Available records
PR #24, opened 2021-10-29
Auto populate IDOM component registry

Archmonger:
When Django first loads, attempt to populate the IDOM component registry.

This design was inspired by [`django_compressor`](https://github.com/django-compressor/django-compressor). See https://github.com/idom-team/django-idom/discussions/20 for more details.


Archmonger:
The only caveat to this design is it seems to inconsistently break `django-silk`.
Currently digging into root cause on that.

Archmonger:
Converting to draft while I debug django-silk compatibility

Archmonger:
It was too much of a hassle to fix `django-silk` non-HTTP request renders (silk's source is messy), so I opted to rely on regex to parse component names.

Functionally this implementation should be equivalent.

src/django_idom/utils.py
```diff
@@ -0,0 +1,125 @@
...
+                    and any(fnmatch(name, "*%s" % glob) for glob in extensions)
+                )
+
+        return templates
+
+    def _get_components(self, templates: Set) -> Set:
+        """Obtains a set of all IDOM components by parsing HTML templates."""
+        component_regex = re.compile(
+            r"{% *idom_component ((\"[^\"']*\")|('[^\"']*')).*%}"
+        )
```
rmorshea, line 102: Can you pull this regex out into a global variable and write some basic unit tests for it?

src/django_idom/utils.py
```diff
@@ -0,0 +1,125 @@
...
+                    if not name.startswith(".")
+                    and any(fnmatch(name, "*%s" % glob) for glob in extensions)
+                )
+
+        return templates
+
+    def _get_components(self, templates: Set) -> Set:
+        """Obtains a set of all IDOM components by parsing HTML templates."""
+        component_regex = re.compile(
+            r"{% *idom_component ((\"[^\"']*\")|('[^\"']*')).*%}"
```
rmorshea, line 101: Could you change `.*` to `.*?`

rmorshea (changes requested):

Archmonger:
I resolved the two comments, and additionally I've created a `tests` folder since we'll likely add more in the future.

Django mandates this test folder naming scheme, but it does feel a bit awkward though since our test app is also called `tests`. Might be something worth changing in a future PR?

src/django_idom/utils.py
```diff
@@ -0,0 +1,124 @@
...
+from importlib import import_module
+from typing import Set
+
+from django.template import engines
+from django.utils.encoding import smart_str
+
+from django_idom.config import IDOM_REGISTERED_COMPONENTS
+
+
+COMPONENT_REGEX_PATTERN = r"{% *idom_component ((\"[^\"']*\")|('[^\"']*')).*?%}"
```
rmorshea, line 14: You should be able to just do `COMPONENT_REGEX_PATTERN = re.compile(...)` so you don't have to re-compile every time its used.

tests/test_app/tests/test_regex.py
```diff
@@ -0,0 +1,41 @@
+from django.test import TestCase
+
+from django_idom.utils import COMPONENT_REGEX_PATTERN
+
+
+class RegexTests(TestCase):
+    def test_component_regex(self):
+        self.assertRegex(r'{%idom_component "my.component"%}', COMPONENT_REGEX_PATTERN)
```
rmorshea, line 8: Maybe this could be done in a for-loop?

rmorshea (changes requested):
LGTM besides a few more minor nits

rmorshea:
Once we get this in I think we can do a release.

Archmonger:
Completed!

rmorshea (approved):

PR #47, opened 2022-01-12
Rename cache backend to "idom"

### LINKED ISSUE #46: Rename cache backend to "idom"
There's a high chance we will use our cache backend for more than just web modules in the future. It's best to rename the backend now while there still aren't many django-idom users yet.

Archmonger:
fix #46


src/django_idom/config.py
```diff
@@ -15,7 +15,7 @@
 _CACHES = getattr(settings, "CACHES", {})
 if _CACHES:
     if "idom_web_modules" in getattr(settings, "CACHES", {}):
-        IDOM_WEB_MODULE_CACHE = "idom_web_modules"
+        IDOM_WEB_MODULE_CACHE = "idom"
```
rmorshea, line 18: Should we rename `IDOM_WEB_MODULE_CACHE` to `IDOM_CACHE` as well?

Archmonger: Looks like I already handled this in PR #50 so I'm going to close this PR.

Exercise requirements
When a line of the records holds the word "import", copy that line.

Response to the task
+from importlib import import_module
+from typing import Set
+from django.template import engines
+from django.utils.encoding import smart_str
+from django_idom.config import IDOM_REGISTERED_COMPONENTS
+from django.test import TestCase
+from django_idom.utils import COMPONENT_REGEX_PATTERN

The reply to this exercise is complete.